Another lesson that might be useful is not to assume that the week starts on a particular day.
I live in the UK and the general convention here is the the week on Monday. In find calendars (presumably designed in the US) that start on Sunday particularly frustrating and error-prone. Not being able to customise this is uncultured.
Different cultures have different conventions, and if a seven-day week is the norm then it start on Saturday, Sunday, or Monday [1]. And, of course, some cultures don't use a seven-day week.
> I live in the UK and the general convention here is the the week on Monday.
Uh, no. The work week starts on Monday, but the week starts on Sunday. The link you provide supports that.
I agree with everything else you say though. It's useful to know that some people don't work Fridays but do work Sundays, or some people have other customs.
Strange. I don't ever recall Sunday being used as the start of the week in the UK. I asked a few people here and they all said Monday. The two printed calendars I was able to find (a diary and a wallplanner) all use Monday. ISO 8601 also starts the week on Monday [1].

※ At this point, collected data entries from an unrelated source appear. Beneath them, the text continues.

PR #272, opened 2024-11-24
Add formal verification of mret in CI / CD

francois141:
Another test to verify the security monitor!

### DIFF
--- a/src/arch/pmp.rs
+++ b/src/arch/pmp.rs
@@ -228,7 +228,11 @@ impl PmpGroup {
             permissions < 8,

You are correct that the Wikipedia article I cited says that in the Judeo-Christian tradition the week starts on Sunday, but that is clearly for religious purposes. Since the UK is home to people of many religions and none, I'm not sure why you think that Sunday is normative.
Serious question: does it feel different if your week starts on Sunday? Do you feel like your week is bracketed by a non-work day at each end?
I've tried to set up my calendars to start on Monday, over the years. It makes sense, because the two major segments of my life, the work week and the weekend, are each displayed contiguously.
And yet I get confused. Probably because I've grown up with Sunday to Saturday calendars, and almost no one else does a Monday start calendar in the US.
And while thinking about this post, I wondered, would it make sense to display calendars with both? An eight day display, showing last Sunday, this week, and the coming weekend.
To answer your serious question: only if I stop to really think about it.
Sunday in my youth was a quiet day. Shops were closed. TV was dreadful. I did chores and prepared for the coming week. Saturday was a day off for fun, Sunday was a sort of day off, but for quiet preparation.
Now Saturday and Sunday are days off for fun; tv is better; shops are open. So, it feels as if the week starts on Monday.
Why limit to Sat-Mon? If one has to offer such a feature, might as well go all the way and make it an arbitrary day. One standard plus one variation can be special-cased, but with two variations you might as well code things properly.
I live in the UK and the general convention here is the the week on Monday. In find calendars (presumably designed in the US) that start on Sunday particularly frustrating and error-prone. Not being able to customise this is uncultured.
Different cultures have different conventions, and if a seven-day week is the norm then it start on Saturday, Sunday, or Monday [1]. And, of course, some cultures don't use a seven-day week.